2. Ultrasonic Approach
The prototype of ultrasonic design was tested on human eye to confirm its repeatability as well as on an acrylic sample eye to demonstrate the accuracy. A set of ten measurements all fell within a range of 1 mm, and the second controlled experiment reflected an overall error value of 0.4 mm which satisfies the initial functional requirements of repeatability and accuracy.
Impact on Society
Considering that many individuals suffer from minor bulging of eyes to serious proptosis that require immediate attention, the automation of exophthalmometry will assist and improve the process of diagnosis and treatment. Using the current system, the diagnosis and test of patients’ progress of such conditions withheld many variables due to the systematic error caused by each doctor who applies and reads the measurements from a manual device. With the digital version of exophthalmometer, an accurate measurement of the distance between one’s orbital bone and the tip of cornea is delivered on a digital display which eliminates possible errors resulting from various users.
Conclusion
The design process was completed with two sensing mechanisms.
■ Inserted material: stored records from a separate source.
PR #1015, opened 2026-04-14
fix(workspace): keep workspace routes aligned during switching

FelixTJDietrich:
## Description

Fix workspace switching in the webapp by making route params drive workspace-scoped views and replacing manual pathname rewrites with TanStack Router-aware workspace navigation. This keeps the URL, feature gates, redirects, and query keys aligned when moving between multiple workspaces, while falling back to the workspace home for non-portable deep links.

## How to test

1. Open the webapp and switch between at least two workspaces from the sidebar while on the leaderboard, teams, achievements, and admin settings pages.
2. Verify the URL always updates to the selected workspace slug and the page content follows the same workspace.
3. Switch from a mentor thread or user profile page and verify the app lands on a safe route in the target workspace instead of keeping invalid child params.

The first prototype was established using a commercial ultrasonic sensor that was chosen and purchased to fit the functional requirements presented from the success and errors of the current device. The infrared sensor is still under development with possible further research and improvement; however, it holds an optimistic future considering its independence of refraction as well as the low fractional overall component expenses in comparison to the previous approach with the commercial ultrasonic sensor.